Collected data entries
PR #1891, opened 2026-09-12
fix(skills): walk headers and footers in docx replace_text

0xEaEd:
Closes #1888

### Description
In `src/agentos/skills/bundled/docx/scripts/edit_docx.py`, `_iter_all_paragraphs` previously iterated only over `doc.paragraphs` (body) and `_iter_table_paragraphs(doc.tables)` (body tables). Document section headers and footers (`section.header`, `section.footer`, first page, and even page variants) were completely omitted.

In Word documents and templates, headers and footers frequently contain metadata placeholders such as `{{CONFIDENTIAL}}`, `{{TITLE}}`, `{{ORG}}`, or `{{VERSION}}`. When running `replace_text` on such documents, these placeholders were never touched, leaving them un-replaced with `applied: 0`.

This PR updates `edit_docx.py` to traverse all section headers and footers (including nested tables):
- Added `_iter_header_footer_paragraphs(doc: Document)` traversing `section.header`, `section.footer`, `section.first_page_header`, `section.first_page_footer`, and even page variants.
- Traverses both paragraph items and table-cell paragraphs within headers and footers.
- De-duplicates shared header/footer parts across sections to prevent duplicate substitutions.

### Changes
- Updated `src/agentos/skills/bundled/docx/scripts/edit_docx.py` to yield header and footer paragraphs in `_iter_all_paragraphs`.
- Added public regression tests in `tests/test_skill_docx.py` testing header/footer paragraph replacement, header table replacement, shared header de-duplication, and different first-page headers.

### Validation
- `uv run pytest tests/test_skill_docx.py -v` (29/29 passed)
- `uv run ruff check src/agentos/skills/bundled/docx/scripts/edit_docx.py tests/test_skill_docx.py`

PR #1956, opened 2026-09-13
fix(skills): walk section headers and footers in docx replace_text

### LINKED ISSUE #1888: [Bug]: docx edit_docx replace_text skips section headers and footers
### Duplicate check

### AgentOS version or commit

### Area
Skills / Tools

### Reproduction steps
1. Create a Word document containing placeholders in a section header or footer:
```python
from docx import Document

doc = Document()
sec = doc.sections[0]
sec.header.paragraphs[0].text = "Header {{ORG}}"
sec.footer.paragraphs[0].text = "Footer {{CONFIDENTIAL}}"

applied = apply_ops(doc, [
    {"op": "replace_text", "find": "{{ORG}}", "with": "Acme Corp"},
    {"op": "replace_text", "find": "{{CONFIDENTIAL}}", "with": "Public"},
])
print("Applied:", applied)
print("Header text:", sec.header.paragraphs[0].text)
```

### Expected behavior
- `replace_text` should traverse paragraphs and tables throughout the document, including section headers and footers (`section.header`, `section.footer`, and first/even page variants).
- Placeholders in headers and footers should be replaced and counted in `applied`.

### Actual behavior
- In `src/agentos/skills/bundled/docx/scripts/edit_docx.py:98-106`:
```python
def _iter_all_paragraphs(doc: Document) -> Iterator[Paragraph]:
    yield from doc.paragraphs
    yield from _iter_table_paragraphs(doc.tables)
```
- `_iter_all_paragraphs` only yields body paragraphs and body tables. It completely omits section headers and footers.
- As a result, placeholders located in headers or footers are never replaced, and `applied` returns 0.

### Environment
- Python 3.12, python-docx 1.1.2

iamhaniofficial:
Fixes #1888

## What

`_iter_all_paragraphs` in `docx/scripts/edit_docx.py` yielded body paragraphs and body tables only, so a `{{ORG}}` in a letterhead or a `{{CONFIDENTIAL}}` in a footer was never replaced and `apply_ops` reported `0`.

It now also walks each section's `header`, `footer`, `first_page_header`, `first_page_footer`, `even_page_header` and `even_page_footer`, including tables inside them (via the existing `_iter_table_paragraphs`).

Parts that `is_linked_to_previous` are skipped, for two reasons: on the first section that flag means "no such part", and on later sections it means the previous section's part, which was already visited — so each part is replaced and counted once. It also matters for a side effect: python-docx materialises a header part the moment its `paragraphs` are read, so touching a linked one would add empty header/footer parts to every section of a document that had none.

`SKILL.md` and the module docstring describe the new reach.

## Tests

`tests/test_skill_docx.py`:
- `test_replace_text_reaches_section_headers_and_footers` — the issue's repro; fails on `main` with `applied == 0`
- first/even-page variants; a table inside a header
- a header shared by a linked second section is replaced and counted once, and the second section stays linked
- a body-only replacement leaves absent headers/footers unmaterialised (fails if the `is_linked_to_previous` guard is removed)

## Notes

- Competing PR for the same issue: #1891. Either can be taken; this PR is independent of the other four in the batch and merges cleanly in any order with them.


andreapn (approved):
LGTM. Walking only parts that are not `is_linked_to_previous` keeps a body-only edit from materialising empty header/footer parts (checked: package part count stays 13 → 13), and the shared-header dedup is pinned by test. 4 tests fail on main, all pass here.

YOUR INSTRUCTIONS: Repeat the data in its entirety, exactly as written.

SOLUTION TO THE PROBLEM:
PR #1891, opened 2026-09-12
fix(skills): walk headers and footers in docx replace_text

0xEaEd:
Closes #1888

### Description
In `src/agentos/skills/bundled/docx/scripts/edit_docx.py`, `_iter_all_paragraphs` previously iterated only over `doc.paragraphs` (body) and `_iter_table_paragraphs(doc.tables)` (body tables). Document section headers and footers (`section.header`, `section.footer`, first page, and even page variants) were completely omitted.

In Word documents and templates, headers and footers frequently contain metadata placeholders such as `{{CONFIDENTIAL}}`, `{{TITLE}}`, `{{ORG}}`, or `{{VERSION}}`. When running `replace_text` on such documents, these placeholders were never touched, leaving them un-replaced with `applied: 0`.

This PR updates `edit_docx.py` to traverse all section headers and footers (including nested tables):
- Added `_iter_header_footer_paragraphs(doc: Document)` traversing `section.header`, `section.footer`, `section.first_page_header`, `section.first_page_footer`, and even page variants.
- Traverses both paragraph items and table-cell paragraphs within headers and footers.
- De-duplicates shared header/footer parts across sections to prevent duplicate substitutions.

### Changes
- Updated `src/agentos/skills/bundled/docx/scripts/edit_docx.py` to yield header and footer paragraphs in `_iter_all_paragraphs`.
- Added public regression tests in `tests/test_skill_docx.py` testing header/footer paragraph replacement, header table replacement, shared header de-duplication, and different first-page headers.

### Validation
- `uv run pytest tests/test_skill_docx.py -v` (29/29 passed)
- `uv run ruff check src/agentos/skills/bundled/docx/scripts/edit_docx.py tests/test_skill_docx.py`

PR #1956, opened 2026-09-13
fix(skills): walk section headers and footers in docx replace_text

### LINKED ISSUE #1888: [Bug]: docx edit_docx replace_text skips section headers and footers
### Duplicate check

### AgentOS version or commit

### Area
Skills / Tools

### Reproduction steps
1. Create a Word document containing placeholders in a section header or footer:
```python
from docx import Document

doc = Document()
sec = doc.sections[0]
sec.header.paragraphs[0].text = "Header {{ORG}}"
sec.footer.paragraphs[0].text = "Footer {{CONFIDENTIAL}}"

applied = apply_ops(doc, [
    {"op": "replace_text", "find": "{{ORG}}", "with": "Acme Corp"},
    {"op": "replace_text", "find": "{{CONFIDENTIAL}}", "with": "Public"},
])
print("Applied:", applied)
print("Header text:", sec.header.paragraphs[0].text)
```

### Expected behavior
- `replace_text` should traverse paragraphs and tables throughout the document, including section headers and footers (`section.header`, `section.footer`, and first/even page variants).
- Placeholders in headers and footers should be replaced and counted in `applied`.

### Actual behavior
- In `src/agentos/skills/bundled/docx/scripts/edit_docx.py:98-106`:
```python
def _iter_all_paragraphs(doc: Document) -> Iterator[Paragraph]:
    yield from doc.paragraphs
    yield from _iter_table_paragraphs(doc.tables)
```
- `_iter_all_paragraphs` only yields body paragraphs and body tables. It completely omits section headers and footers.
- As a result, placeholders located in headers or footers are never replaced, and `applied` returns 0.

### Environment
- Python 3.12, python-docx 1.1.2

iamhaniofficial:
Fixes #1888

## What

`_iter_all_paragraphs` in `docx/scripts/edit_docx.py` yielded body paragraphs and body tables only, so a `{{ORG}}` in a letterhead or a `{{CONFIDENTIAL}}` in a footer was never replaced and `apply_ops` reported `0`.

It now also walks each section's `header`, `footer`, `first_page_header`, `first_page_footer`, `even_page_header` and `even_page_footer`, including tables inside them (via the existing `_iter_table_paragraphs`).

Parts that `is_linked_to_previous` are skipped, for two reasons: on the first section that flag means "no such part", and on later sections it means the previous section's part, which was already visited — so each part is replaced and counted once. It also matters for a side effect: python-docx materialises a header part the moment its `paragraphs` are read, so touching a linked one would add empty header/footer parts to every section of a document that had none.

`SKILL.md` and the module docstring describe the new reach.

## Tests

`tests/test_skill_docx.py`:
- `test_replace_text_reaches_section_headers_and_footers` — the issue's repro; fails on `main` with `applied == 0`
- first/even-page variants; a table inside a header
- a header shared by a linked second section is replaced and counted once, and the second section stays linked
- a body-only replacement leaves absent headers/footers unmaterialised (fails if the `is_linked_to_previous` guard is removed)

## Notes

- Competing PR for the same issue: #1891. Either can be taken; this PR is independent of the other four in the batch and merges cleanly in any order with them.


andreapn (approved):
LGTM. Walking only parts that are not `is_linked_to_previous` keeps a body-only edit from materialising empty header/footer parts (checked: package part count stays 13 → 13), and the shared-header dedup is pinned by test. 4 tests fail on main, all pass here.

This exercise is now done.